TurboQuant automatically quantizes `KVCache` layers (global attention). Models with `RotatingKVCache` (sliding window) or `ArraysCache` (MLA/absorbed keys) keep their native cache format for those layers since they are already memory-efficient.

## TriAttention KV Cache Compression

TriAttention ([arXiv:2604.04921](https://arxiv.org/abs/2604.04921)) compresses the KV cache by **pruning** low-importance tokens instead of quantizing them. It uses trigonometric series derived from pre-RoPE Q/K concentration to score key importance, retaining only the top-B most important tokens in the cache.

### How It Works

1. **Offline calibration** — Run a forward pass to compute per-head Q-center statistics (mean direction and magnitude in the frequency domain)
2. **Online scoring** — During generation, every 128 tokens, score each cached key using:
- **S_trig**: Trigonometric series based on Q-K distance preferences
- **S_norm**: Norm-based signal weighted by Q/K concentration (Mean Resultant Length)
3. **Pruning** — Retain the top-B scoring keys, evict the rest.

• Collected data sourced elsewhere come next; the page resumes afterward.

PR #1105, opened 2020-07-10
Unit test solution submission noop transaction

e00E:
In #1089 we talked about testing the new functionality of sending the noop transaction. This PR adds a test by moving the logic that handles the result of deadline-solution-submission into its own function. This sidesteps having to mock `async_std::future::timeout`. Mocking this is not worth the extra code for what little benefit we get. The mocked version looks something like this

```rust
use std::{error::Error, fmt, future::Future, time::Duration};

/// A mockable version of async_std::future::timeout .
pub trait Timeouting {
    // must use static because mockall limitations
    fn timeout<F, T>(dur: Duration, f: F) -> BoxFuture<'static, Result<T, TimeoutError>>
    where
        F: Future<Output = T> + Send + 'static,
        T: 'static,
    {
        async move {
            async_std::future::timeout(dur, f)
                .await
                .map_err(|_| TimeoutError {})
        }
        .boxed()
    }
}

/// An error returned when a future times out.
#[derive(Clone, Copy, Debug)]
pub struct TimeoutError {}

impl Error for TimeoutError {}

impl fmt::Display for TimeoutError {
    fn fmt(&self, f: &mut fmt::Formatter<'_>) -> fmt::Result {
        "future has timed out".fmt(f)
    }
}
```
and in addition to that we have to store a `Timeouter` in the solution submission struct. 

It can still be argued that there is some untested code left in `submit_solution` but this function has no control flow and only trivial arithmetic that doesn't need to be tested.

### DIFF
--- a/core/src/solution_submission.rs
+++ b/core/src/solution_submission.rs
@@ -1,10 +1,13 @@
 #![allow(clippy::ptr_arg)] // required for automock
 
-use crate::contracts::stablex_contract::StableXContract;
-use crate::gas_station::GasPriceEstimating;
-use crate::models::{BatchId, Solution};
+use crate::{
+    contracts::stablex_contract::StableXContract,
+    gas_station::GasPriceEstimating,
+    models::{BatchId, Solution},
+};
 
 use anyhow::{anyhow, Error, Result};
+use async_std::future::TimeoutError;
 use ethcontract::errors::{ExecutionError, MethodError};
 use ethcontract::web3::types::TransactionReceipt;
 use ethcontract::U256;
@@ -23,6 +26,7 @@ const POLL_TIMEOUT: Duration = Duration::from_secs(5);
 #[cfg(test)]
 const POLL_TIMEOUT: Duration = Duration::from_secs(0);
 
+const GAS_PRICE_CAP: u64 = 60_000_000_000;
 // openethereum requires that the gas price of the resubmitted transaction has increased by at
 // least 12.5%.
 const MIN_GAS_PRICE_INCREASE_FACTOR: f64 = 1.125 * (1.0 + f64::EPSILON);
@@ -127,6 +131,41 @@ impl<'a> StableXSolutionSubmitter<'a> {
         }
         SolutionSubmissionError::Unexpected(err.into())
     }
+
+    async fn handle_submit_solution_result(
+        &self,
+        batch_index: u32,
+        solution: Solution,
+        result: std::result::Result<Result<(), MethodError>, TimeoutError>,
+    ) -> Result<(), SolutionSubmissionError> {
+        if let Ok(submit_result) = result {
+            match submit_result {
+                Ok(()) => Ok(()),
+                Err(err) => Err(self.make_error(batch_index, solution, err).await),
+            }
+        } else {
+            let gas_price =
+                U256::from((GAS_PRICE_CAP as f64 * MIN_GAS_PRICE_INCREASE_FACTOR).ceil() as u128);
+            log::info!(
+                "cancelling transaction because it took too long, using gas price {}",
+                gas_price
+            );
+            match self.contract.send_noop_transaction(gas_price).await {
+                Ok(_) => log::info!(
+                    "cancelled solution submission of batch {} because of deadline",
+                    batch_index
+                ),
+                Err(err) => log::error!(
+                    "failed to cancel solution submission of batch {} after deadline: {:?}",
+                    batch_index,
+                    err
+                ),
+            }
+            Err(SolutionSubmissionError::Unexpected(anyhow!(
+                "solution submission transaction not confirmed in time"
+            )))
+        }
+    }
 }
 
 impl<'a> StableXSolutionSubmitting for StableXSolutionSubmitter<'a> {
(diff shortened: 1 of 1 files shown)


core/src/solution_submission.rs
```diff
@@ -639,4 +652,41 @@ mod tests {
             }
         };
     }
+
+    // Silly way to create a TimeoutError because the type can't be constructed directly.
+    fn timeout_error() -> TimeoutError {
```
nlordell, line 657: :rofl:, I've definitely done this with some std library error types that have the same problem. Not super important but you can also make it a `lazy_static!` constant - but that's really nit-picky.

core/src/solution_submission.rs
```diff
@@ -23,6 +26,7 @@ const POLL_TIMEOUT: Duration = Duration::from_secs(5);
 #[cfg(test)]
 const POLL_TIMEOUT: Duration = Duration::from_secs(0);
 
+const GAS_PRICE_CAP: u64 = 60_000_000_000;
```
nlordell, line 29:
```suggestion
const GAS_PRICE_CAP: u64 = 60_000_000_000;

```

nlordell (approved):
Nice, we get to unit test the error handling which was my biggest concern.

fleupold (approved):
Looks fine. 

I don't feel strongly, but generally I like to avoid directly testing functions that are not part of the public contract (`handle_submit_solution_result` in this case) since I consider them an implementation detail that we should be able to change without affecting the passing of the tests for the entire unit.

[This article](https://anthonysciamanna.com/2016/02/14/should-private-methods-be-tested.html) takes a somewhat arrogant standpoint but the overall reasoning resonates with me. It might apply slightly less to Rust as it is not as strictly object oriented as e.g. Java.

Instead of having to write a full fledged mock, could we pass the timeout function as a somewhat generic dependency into the constructor and have two test implementation to resolve of fail immediately?

e00E:
Only testing through the public interface is a good guideline but not something that should be taken as an absolute.
Looking at the article I find it silly that we can follow its advice by doing the "ExtractClass" refactoring, as in we could turn `handle_submit_solution_result` into a freestanding public function and now we are allowed to test it. The function hasn't actually changed and it's still used in only one place.
Taking this to the extreme we realize that most of our code goes into the driver binary, so really the true public interface is this binary and nearly all tests should be integration tests. But again it is more practical to test in smaller steps.
Especially unit tests still make sense for private functionality. On the other hand I wouldn't assert implementation details in integration tests.

Related is the separation of pure computation and "io". It is good to separate the pure and impure parts of the code because this makes testing easier and the code easier to understand. We can do this by splitting out functions like in this PR or introducing traits. I find the splitting out into separately testable function cleaner in this case. The function is already simple and to make it pure we would have to move the system time usage and the timeouting into a trait. The amount of extra code is not worth it for this function. Maybe if those traits would be useful in more places they would be worth having.

nlordell:
> I consider them an implementation detail that we should be able to change without affecting the passing of the tests for the entire unit.

In general I agree with this, as if modifying an internal implementation requires modifying unit tests, it is possible that you have less confidence in the test result as a new bug may have been introduced by the unit test modification.

> We can do this by splitting out functions

Here, the public API is a thin wrapper around `call_failing_io() -> call_pure_handler()` so I'm also OK with testing a private method `call_pure_handler()` method.

That being said using trait "feels" slightly more correct to me.

fleupold:
As said before I'm fine with this, but would still like to continue the theoretical discussion as I think it's an interesting fundamental of software engineering philosophy.

I think one advantage of the `ExtractClass` refactoring is that it keeps the scope of each test uniform. Right now a simplified high level structure of our test subject looks like this:

```rust
pub fn foo(input) {
  let result = some_computation(input);
  let result = some_impure_fn(result);
  return handle_result(result)
}
```

Before we were testing `foo` by giving different inputs and asserting on different results. Now, we still have these tests but we added some that directly test `handle_result(input)` to skip one aspect of the impure fn that is hard to mock (this is testing the same subject but with less scope). 

The original suggestion was to factor the impure computation into a trait that can be passed in from above, but you are right that we could also extract our `handle_result` and `some_computation` into public functions and have `foo` only contain of "wiring" and no real logic.
In both refactorings, the unit tests regain a uniform scope (each one tests a subject entirely) and we wouldn't have some tests shortcutting the logic. 

The code-smell mentioned in the article is that this is a sign of a single unit doing too many things (here deciding what to do _and_ how to wait on Futures). As such I'd argue that our previous tests have now become integration tests and we added a single unit test for one sub-component - the response handler.

nlordell:
@fleupold I agree with this! While now this is a fairly minimal code smell, it may be nice to avoid these to not accumulate tech debt. Testing is hard.

e00E:
My main gripe is when testing makes the non test code harder. 

> here deciding what to do and how to wait on Futures

How to wait on futures (i think we're talking about timeout) is not a decision in the real code. There is only one way. The only reason we need a decision is that having a real timeout (impurities) makes testing harder. So we're changing the code by introducing traits or new functions because of testing. In a perfect world we would be able to test what we want without having to change the code. It is true that having to do this indicates problems with the real code but this is only an indiciation, its not always the case. In my experience introducing a new function is usually good but using the `enum Action` pattern or Io-Traits can make the real code harder to understand. Depending on the situation the increased testability can still be worth it.
In the end there is no objective metric on what is correct to do. My feeling here is that Io-Traits could be good but they take some getting used to and we have a problem with mockall not being powerful enough to represent them well.

I'll merge this now but definitely feel free to continue to discuss or we can try changing this test in future PRs to compare.

nlordell:
> My feeling here is that Io-Traits could be good but they take some getting used to and we have a problem with mockall not being powerful enough to represent them well.

I think this is a very valid point. I especially agree that `mockall` has some limitations that we've unfortunately run into on a number of occasions.

PR #1108, opened 2020-07-10
Cache all token infos in parallel

e00E:
and move this into TokenInfoCache. Imo this fits better into the cache
than the trait.

### Test Plan
Unit test and starting price estimator shows the output about failed tokens faster.

### DIFF
--- a/core/src/token_info/cached.rs
+++ b/core/src/token_info/cached.rs
@@ -1,8 +1,11 @@
 use super::{TokenBaseInfo, TokenId, TokenInfoFetching};
 
-use anyhow::Result;
+use anyhow::{Context as _, Result};
 use async_std::sync::RwLock;
-use futures::future::{BoxFuture, FutureExt};
+use futures::{
+    future::{BoxFuture, FutureExt},
+    stream::{self, StreamExt as _},
+};
 use std::collections::HashMap;
 use std::sync::Arc;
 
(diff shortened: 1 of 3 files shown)


core/src/token_info/cached.rs
```diff
@@ -33,6 +36,25 @@ impl TokenInfoCache {
...
+
+    /// Attempt to retrieve and cache all token info that is not already cached.
+    /// Fails if `all_ids` fails. Does not fail if individual token infos fail.
+    pub async fn cache_all(&self, number_of_parallel_requests: usize) -> Result<()> {
+        stream::iter(self.all_ids().await.context("failed to get all ids")?)
+            .for_each_concurrent(number_of_parallel_requests, |token_id| async move {
+                // Individual tokens might not conform to erc20 in which case we are unable to retrieve
+                // their info.
+                if let Err(err) = self.get_token_info(token_id).await {
+                    log::info!(
```
nlordell, line 48: Maybe `log::warn` so it gets a bit more attention? I imagine if we run into tokens that have this issue we will need to configure the token data with the correct decimals and such for it.

nlordell (approved):

core/src/token_info/cached.rs
```diff
@@ -151,4 +173,38 @@ mod tests {
...
+        fn token_ids() -> Vec<TokenId> {
+            [0, 1, 2].iter().cloned().map(TokenId).collect()
+        }
+
+        let mut inner = MockTokenInfoFetching::new();
+        inner
+            .expect_all_ids()
+            .times(1)
+            .returning(|| immediate!(Ok(token_ids())));
+        inner
```
fleupold, line 188: Would be nice to test the documented behavior that it doesn't of one of the subqueries fails.

fleupold (approved):
Looks good.

As a longterm improvement I think we should implement `get_token_infos` on the top level trait and use the BatchTransport similar to how we use it [here](https://github.com/gnosis/dex-services/blob/c9cea46f7b561c0f0b2830cbb5f5e4ae62f758e9/core/src/orderbook/streamed/block_timestamp_reading.rs#L62-L65).

We have seen in the past that while parallelising the roundtrip over network has a good improvement, just hitting the node only once has an even stronger effect (it doesn't seem super efficient in handling concurrent requests).

PR #1112, opened 2020-07-13
Fix `panic` because of partially reduced orderbook graph when computing transitive orderbook

nlordell:
This PR fixes a panic in the `pricegraph` when calculating the transitive orderbook for separate subgraphs, where the market's base token's subgraph contained negative cycles. This would happen because only one of the subgraphs (the quote token's subgraph) would end up completely reduced after computing the overlapping transitive orderbook, while the code assumed that both were completely reduced.

This issue was discovered by the pricegraph fuzzing.

This PR also moves the `orderbook!` macro to its own module so that it can be reused from the `pricegraph/lib.rs` module for unit tests.

### Test Plan

- `git checkout 2c0dad400608e1049dedafcdb88ad16cefb7271f` to checkout the commit with the failing test and no fix.
- `cargo test -p pricegraph` and see that it fails
- `git checkout fix-fuzz-crash && cargo test -p pricegraph` and see that it was fixed

### DIFF
--- a/pricegraph/src/encoding.rs
+++ b/pricegraph/src/encoding.rs
@@ -1,7 +1,7 @@
 //! This module implements decoding for the standard `BatchExchange` contract
 //! encoded orders.
 
-use primitive_types::{H160, U256};
+pub use primitive_types::{H160, U256};
 use thiserror::Error;
 
 /// The stride of an orderbook element in bytes.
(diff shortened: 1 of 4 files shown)


e00E (approved):

fleupold (approved):
Nice! Fuzzing for the win...

nlordell:
> Nice! Fuzzing for the win...

Yeah... especially since it would have been AGES before we actually ran into this, seeing how dense our graph is.

PR #1113, opened 2020-07-13
Serialize price estimator token ids as numbers istead of strings

### LINKED ISSUE #969: Change token ids in result from string to number
Currently the token ids are returned as strings even though they are numbers. This is inline with the nodejs price estimator but it would be cleaner to have numbers.

We need to ask frontend if this would break their code.

e00E:
and add documentation on how to test this with the production frontend.

Fixes #969 

### Test Plan
Unit test changed and tested that production frontend still works.

### DIFF
--- a/price-estimator/README.md
+++ b/price-estimator/README.md
@@ -46,8 +46,8 @@ Example Response:
 
 ```json
 {
-    "baseTokenId": "1",
-    "quoteTokenId": "7",
+    "baseTokenId": 1,
+    "quoteTokenId": 7,
     "buyAmountInBase": "79480982311034354",
     "sellAmountInQuote": "20000000000000000000",
 }
@@ -66,8 +66,8 @@ Example Response:
 
 ```json
 {
-    "baseTokenId": "1",
-    "quoteTokenId": "7",
+    "baseTokenId": 1,
+    "quoteTokenId": 7,
     "buyAmountInBase": "6098377078823660544",
     "sellAmountInQuote": "1497151572851208749056"
 }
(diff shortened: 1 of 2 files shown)


price-estimator/README.md
```diff
@@ -78,3 +78,19 @@ The following result indicates that if we wanted to buy ETH (token 2) for DAI (t
...
+2. Open the frontend.
+3. Open the developer tools with `F12`.
+4. In the browser console enter `dexPriceEstimatorApi.urlsByNetwork[1] = "http://localhost:8080/api/v1/"`.
+5. Induce a request by changing the sell amount and check that price estimator prints that it handled the request.
+
+It is useful to start the price estimator with logging enabled, using the gnosis staging node url and using a permanent orderbook file:
+
+```
+env RUST_LOG=warn,price_estimator=info,core=info cargo run -p price-estimator -- --node-url https://staging-openethereum.mainnet.gnosisdev.com --orderbook-file ../orderbook-file-mainnet
+```
```
nlordell, line 96: nit: missing newline

nlordell (approved):
🎉

fleupold (approved):
Just to understand the JSON spec correctly, this change means that clients now have to be able to parse responses where the tokenId is e.g. `7.0`?

e00E:
According to json yes. (Not that they would have to parse it seeing as it is already part of of the request and just echoed in the response.)

nlordell:
> Just to understand the JSON spec correctly, this change means that clients now have to be able to parse responses where the tokenId is e.g. 7.0?

No. While the JSON spec accepts both `7` and `7.0` as a number, the serde serialization writes integers without this, so the JSON will always be a natural number. The point I was trying to make before was this:
```rust
extern crate serde_json; // 1.0.56
fn main() {
    dbg!(serde_json::to_string(&10.0_f64.powi(18)).unwrap()); // "1e18"
    dbg!(serde_json::to_string(&10u128.pow(18)).unwrap()); // "1000000000000000000"
}
```

The string representation of a floating point number is ambiguous, so how `serde` chooses to write it out (as a JSON number or otherwise) is not really in our control (even if it were rounded).

e00E:
The question was whether clients need to be able to handle `7.0` to which the answer is yes because we are not making guarantee that we will always encode natural numbers without a decimal point or exponent notation. You are correct that our current implementation does do this but I don't want to guarantee this.

nlordell:
> The question was whether clients need to be able to handle 7.0 to which the answer is yes because we are not making guarantee that we will always encode natural numbers without a decimal point or exponent notation.

No, I don't believe they do. With `serde_json` we are **guaranteeing** that `u16`s will be serialized as natural numbers (i.e. without `.0` and without exponential notation):

> ```rust
> extern crate serde_json; // 1.0.56
> fn main() {
>     dbg!(serde_json::to_string(&10.0_f64.powi(18)).unwrap()); // "1e18"
>     dbg!(serde_json::to_string(&10u128.pow(18)).unwrap()); // "1000000000000000000"
> }
> ```

fleupold:
I think what @e00E is saying is that we don't want to guarantee we are using `serde_json` for serialisation as this is an implementation detail (e.g. we could decide to rewrite the service in an even cooler language than rust - maybe [lolcode](https://en.wikipedia.org/wiki/LOLCODE) - tomorrow).

nlordell:
My point is that we should guarantee this, even if we decide to rewrite the service in lolcode. I think it is fairly common practice for JSON serializers to distinguish between integers and floats and I don't think it's reasonable for clients to have to parse these token IDs as floats instead of integers.

PR #1115, opened 2020-07-14
[Mergify] auto merge dependabot PRs

fleupold:
This PR creates a rule to automatically merge passing dependabot updates (instead of having to do so manually every morning). 

Looking forward to hearing security concerns if there are any. The regex exact matches for dependabot and depenabot-preview bots (but usernames already taken by the real bot). Therefore I think in order to automerge using this rule, it would require to capture the original dependabot account in which case it would be simpler to hide malicious code in a benign looking update.

The rule has been taken from the [mergify docs](https://doc.mergify.io/examples.html#dependabot) and adjusted to the squash based merge we normally do in this repo.

### Test Plan

See dependabot PRs being auto-merged in the future.

### DIFF
--- a/.mergify.yml
+++ b/.mergify.yml
@@ -10,3 +10,14 @@ pull_request_rules:
         method: squash
         strict: smart+fasttrack
         commit_message: title+body
+  - name: automatic merge for Dependabot pull requests
+    conditions:
+      - author~=^dependabot(|-preview)\[bot\]$
+      - status-success=Travis CI - Pull Request
+      - base=master
+    actions:
+      merge:
+        method: squash
+        strict: smart+fasttrack
+        commit_message: title+body
+    


.mergify.yml
```diff
@@ -9,4 +9,15 @@ pull_request_rules:
       merge:
         method: squash
         strict: smart+fasttrack
-        commit_message: title+body
\ No newline at end of file
+        commit_message: title+body
+  - name: automatic merge for Dependabot pull requests
+    conditions:
+      - author~=^dependabot(|-preview)\[bot\]$
```
e00E, line 15: If I read this correctly this allows these accounts: `dependabot[bot]`, `dependabot-preview[bot]`. Is the `[bot]` really part of the author field?

e00E (approved):
No problem with this conceptually.
Updating dependencies without reviewing them is a security risk but we are already not doing that so this doesn't change. And it would be a lot of work to review every dependency we have every time we update.

nlordell (approved):
:tada: :rocket: :metal:

.mergify.yml
nlordell: It looks like the author field is `dependabot-preview[bot]`:
```
$ git log 9b9189ff755ebe3bca0878caff9d1183e4eed790 -1  | grep Author
Author: dependabot-preview[bot] <27856297+dependabot-preview[bot]@users.noreply.github.com>
```

e00E: But if this is the git author field then anyone can set their name to this right? I thought this was referring to the github account, otherwise it doesn't protect against malicious PRs.

nlordell: > But if this is the git author field then anyone can set their name to this right?

Hmm, good point. Maybe we can check the commit GPG signature, since `dependabot` uses signed commits.

fleupold: I created https://github.com/gnosis/dex-services/pull/1125/commits and simulated it on `mergify.io` with the given config:

Screen Shot 2020-07-14 at 16 41 36

While the author of a commit can be forged easily the author of a pull request seems to have to be an authenticated github user. As such the dependabot-bot username needs to be unique.

> Maybe we can check the commit GPG signature, since dependabot uses signed commits.

I don't think we can make mergify rules based on signatures (couldn't find it here: https://doc.mergify.io/conditions.html)

bh2smith (approved):

.mergify.yml
nlordell: > author of a pull request

Oh yea! that makes a lot of sense...

thanks for looking into this.

fleupold:
Turns out mergify never automerges PRs that touch the mergify config 🤦.

Make sense

PR #1116, opened 2020-07-14
Explicitly set nonce in solution submission transaction

e00E:
To make it more clear that this is always the same nonce and that we are
cancelling the same nonce in case of deadline too.

### Test Plan
CI. (Btw, in staging we saw yesterday that cancelling worked)

### DIFF
--- a/core/src/contracts/stablex_contract.rs
+++ b/core/src/contracts/stablex_contract.rs
@@ -132,6 +132,7 @@ pub trait StableXContract {
         claimed_objective_value: U256,
         gas_price: U256,
         block_timeout: Option<usize>,
+        nonce: U256,
     ) -> BoxFuture<'a, Result<(), MethodError>>;
 
     fn past_events<'a>(
@@ -149,7 +150,11 @@ pub trait StableXContract {
     fn send_noop_transaction<'a>(
         &'a self,
         gas_price: U256,
+        nonce: U256,
     ) -> BoxFuture<'a, Result<TransactionResult>>;
+
+    /// The current nonce aka transaction_count.
+    fn get_transaction_count<'a>(&'a self) -> BoxFuture<'a, Result<U256>>;
 }
 
 impl StableXContract for StableXContractImpl {
@@ -273,6 +278,7 @@ impl StableXContract for StableXContractImpl {
         claimed_objective_value: U256,
         gas_price: U256,
         block_timeout: Option<usize>,
+        nonce: U256,
     ) -> BoxFuture<'a, Result<(), MethodError>> {
         async move {
             let (prices, token_ids_for_price) = encode_prices_for_contract(&solution.prices);
@@ -293,7 +299,8 @@ impl StableXContract for StableXContractImpl {
                 // NOTE: Gas estimate might be off, as we race with other solution
                 //   submissions and thus might have to revert trades which costs
                 //   more gas than expected.
-                .gas(5_500_000.into());
+                .gas(5_500_000.into())
+                .nonce(nonce);
 
             method.tx.resolve = Some(ResolveCondition::Confirmed(ConfirmParams {
                 block_timeout,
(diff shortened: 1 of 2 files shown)


nlordell (approved):
:+1: Awesome change! I think this could have led to some subtle issues where different nonces could be used in some racy situations, so I'm happy this if fixed.

core/src/contracts/stablex_contract.rs
```diff
@@ -330,6 +337,7 @@ impl StableXContract for StableXContractImpl {
     fn send_noop_transaction<'a>(
         &'a self,
         gas_price: U256,
+        nonce: U256,
```
fleupold, line 340: Can this method now be called `cancel_transaction`?

core/src/contracts/stablex_contract.rs
```diff
@@ -149,7 +150,11 @@ pub trait StableXContract {
...
     ) -> BoxFuture<'a, Result<TransactionResult>>;
+
+    /// The current nonce aka transaction_count.
+    fn get_nonce<'a>(&'a self) -> BoxFuture<'a, Result<U256>>;
```
fleupold, line 157: Can the name reflect which nonce we are fetching (something like `get_nonce_for_next_transaction` or even `get_transaction_count`)?

core/src/contracts/stablex_contract.rs
```diff
@@ -350,6 +359,21 @@ impl StableXContract for StableXContractImpl {
...
     }
+
+    fn get_nonce<'a>(&'a self) -> BoxFuture<'a, Result<U256>> {
+        use futures::compat::Future01CompatExt as _;
+        async move {
+            let web3 = self.instance.raw_instance().web3();
+            let account = self.account().ok_or_else(|| anyhow!("no account"))?;
+            let address = account.address();
+            web3.eth()
+                .transaction_count(address, None)
```
fleupold, line 370: I think ultimately we might even want to share this state across run-loops so that the next batch uses the current batch's nonce +1 even if the cancellation tx is still pending (right now it would still use the same nonce since transaction_count is based on only mined txs).

fleupold (approved):
The new functions are not really GP contract related. Maybe we can split them out into a separate stablex contract independent trait?

e00E:
> The new functions are not really GP contract related. Maybe we can split them out into a separate stablex contract independent trait?

I have considered this. The most appropriate place is probably something related to our web3 type but since this functionality is currently only used for solution submission I found it more practical and easier to understand to keep it next to that. I'm not opposed to changing this in the future though.

core/src/contracts/stablex_contract.rs
e00E: I'm fine either way but this came up already in https://github.com/gnosis/dex-services/pull/1089#discussion_r450740145 .
Imo send_noop_transaction says exactly what this does since it still works even when there is no transaction to cancel.

core/src/contracts/stablex_contract.rs
e00E: Made an issue for this.

core/src/contracts/stablex_contract.rs
nlordell: I'm on the fence about this one. If the signature was `fn(tx: ethcontract::web3::types::Transaction)` then I would definitely prefer the `cancel_transaction` name, but as is it isn't *really* cancelling a transaction, but sending a no-op transaction with the specified nonce and gas price. That being said, this method is exclusively used for cancelling transactions, so I also think it might make the name better describe what is its intended use (instead of what it does).

I'm pretty indifferent and am happy with both.

bh2smith (approved):

bh2smith:
It looks like coverage decreased all the way to zero here. I am guessing this is the result of a failed build.

core/src/contracts/stablex_contract.rs
fleupold: As we now have changed the other method also to be called exactly what it does and not what it's intended for, I'm fine to leaving this here too. 
Just felt that stating the intention might help to understand what we are trying to do when we use it in another part of the codebase.

PR #1117, opened 2020-07-14
Introduce `Ring` flow type and refactor transitive orderbook computation

nlordell:
This PR introduces a new method to compute an overlapping ring trade flow over a market. This method is used for computing transitive orderbooks (specifically the part of the transitive orderbook with overlapping orders).

### Test Plan

All unit tests still pass :tada:

### DIFF
--- a/pricegraph/src/orderbook.rs
+++ b/pricegraph/src/orderbook.rs
@@ -200,11 +200,14 @@ impl Orderbook {
             let path = path::find_cycle(&predecessors, node, Some(quote))
                 .expect("negative cycle not found after being detected");
 
-            let base_index = match if path.first() == Some(&quote) {
+            let base_index_search = if path.first() == Some(&quote) {
                 path.iter().position(|node| *node == base)
             } else {
+                // NOTE: If the path doesn't start with the quote token, don't
+                // even need to search for the base token.
                 None
-            } {
+            };
+            let base_index = match base_index_search {
                 Some(value) => value,
                 None => {
                     // NOTE: Skip negative cycles that are not along the
--- a/pricegraph/src/orderbook.rs
+++ b/pricegraph/src/orderbook.rs
@@ -189,7 +189,7 @@ impl Orderbook {
     /// negative cycles.
     pub fn fill_market_ring_trade(&mut self, market: Market) -> Option<Ring> {
         if !self.is_token_pair_valid(market.bid_pair()) {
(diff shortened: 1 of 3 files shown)


pricegraph/src/orderbook.rs
```diff
@@ -146,53 +146,93 @@ impl Orderbook {
...
+    ///
+    /// Note that if this method returns `None`, then the orderbook is
+    /// **partially** reduced. Specifically, the subgraph containing the market
+    /// `quote` token is fully reduced, however, other not connected subgraphs,
+    /// specifically the market `base`'s subgraph in the case where the `quote`
+    /// and `base` token are not part of the same subgraph, may still contain
+    /// negative cycles.
+    pub fn fill_market_ring_trade(&mut self, market: Market) -> Option<Ring> {
         if !self.is_token_pair_valid(market.bid_pair()) {
             return Default::default();
```
e00E, line 192: feels more natural with the changed signature
```suggestion
            return None;
```

e00E (approved):

pricegraph/src/orderbook.rs
```diff
@@ -146,53 +146,93 @@ impl Orderbook {
...
-                    let bid = self
-                        .fill_path(bid)
-                        .expect("bid transitive path not found after being detected");
-                    overlap.bids.push(bid.as_transitive_order());
+            let base_index = match if path.first() == Some(&quote) {
+                path.iter().position(|node| *node == base)
+            } else {
+                None
+            } {
+                Some(value) => value,
```
fleupold, line 208: ubernit: I found the two consecutive match statements slightly hard to read. Maybe splitting them into two is a bit easier on the eye?

fleupold (approved):
<a href="https://gitme.me/image?url=https%3A%2F%2Fmedia2.giphy.com%2Fmedia%2FB5Nvq20uYuSBy%2Fgiphy.gif&token=ring" data-gitmeme-token="ring"></a>

pricegraph/src/orderbook.rs
nlordell: Too bad cause I thought this pattern looked kind of neat :smile: and I read it like "match, if the first node is the quote, then the position of the base token, else match nothing".

That being said, I completely agree it's a little hard to parse at a quick glance and not a pattern we are used to seeing.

Attention sinks and recent tokens are always protected.

### Quick Start

**Zero-config (online calibration)** — Q/K centers are computed from prefill tokens automatically:

```sh
mlx_vlm generate \
--model google/gemma-4-31b-it \
--triattention-budget 512 \
--prompt "Your prompt here..." \
--max-tokens 2048
```

```python
from mlx_vlm import generate

result = generate(
model, processor, prompt,
triattention_budget=512,
max_tokens=2048,
)
```

**With offline calibration** (optional, for repeated use with the same model):

```sh
# Calibrate once (~30s)
python -m mlx_vlm.triattention_calibrate \
--model google/gemma-4-31b-it \
--output gemma4_calib.safetensors

# Generate with pre-computed calibration
mlx_vlm generate \
--model google/gemma-4-31b-it \
--triattention-calib gemma4_calib.safetensors \
--triattention-budget 512 \
--prompt "Your prompt here..." \
--max-tokens 2048
```

> **Why online works:** The paper (Appendix H) shows Q/K centers are model-intrinsic properties that converge from as few as 50K tokens and are stable across domains (math, code, chat all yield MRL ~0.98). Even a short prompt provides enough signal.

### Performance

Benchmarked on Gemma4-31B-it with MM-NIAH (Multimodal Needle-in-a-Haystack), Apple M5 Ultra 512GB:

| Context | Imgs | Mode | Prefill t/s | Decode t/s | KV Cache | KV Saved | Peak Mem | Correct |
|---------|------|------|-------------|------------|----------|----------|----------|---------|
| ~1K | 1 | Baseline | 231 | 10.0 | 0.66 GB | — | 59.3 GB | Y |
| | | TA-512 | 236 | 10.0 | 0.64 GB | 3% | 59.3 GB | Y |
| ~7K | 4 | Baseline | 317 | 9.8 | 1.25 GB | — | 62.4 GB | Y |
| | | TA-512 | 328 | 10.0 | 0.82 GB | **34%** | 62.4 GB | Y |
| ~15K | 8 | Baseline | 313 | 9.7 | 1.72 GB | — | 63.6 GB | N |
| | | TA-512 | 331 | 10.0 | 0.82 GB | **52%** | 63.6 GB | N |
| ~30K | 15 | Baseline | 300 | 9.3 | 2.64 GB | — | 66.0 GB | Y |
| | | TA-512 | 333 | 10.0 | 0.82 GB | **69%** | 66.0 GB | N |
| ~60K | 26 | Baseline | 270 | 8.7 | 4.43 GB | — | 71.3 GB | Y |
| | | TA-512 | 337 | 10.0 | 0.82 GB | **81%** | 71.3 GB | N |

Key observations:
- **KV cache capped at budget** regardless of sequence length — 0.82 GB at 60K tokens vs 4.43 GB baseline (**81% reduction**)
- **Decode speed maintained** at ~10 t/s across all lengths (baseline degrades to 8.7 at 60K)
- **Prefill is faster** with TriAttention (lighter cache ops at long contexts)
- Best suited for **generative tasks** (essays, reasoning, code) where distance-based scoring is effective. For retrieval tasks (needle-in-a-haystack), accuracy can degrade at very long contexts.

### Compatibility

TriAttention works with any model using standard `nn.RoPE` or `ProportionalRoPE`:
- Gemma 3/4, LLaVA, Phi-4, Mistral 3/4, InternVL, Idefics, Molmo, Granite, Pixtral, and more

Models with non-standard RoPE (MRoPE, xDRoPE) are not supported:
- Qwen2.5-VL, Qwen3-VL, HunyuanVL, ERNIE 4.5

Sliding-window attention layers (e.g., Gemma4 local attention) are automatically skipped — only full-attention layers are compressed.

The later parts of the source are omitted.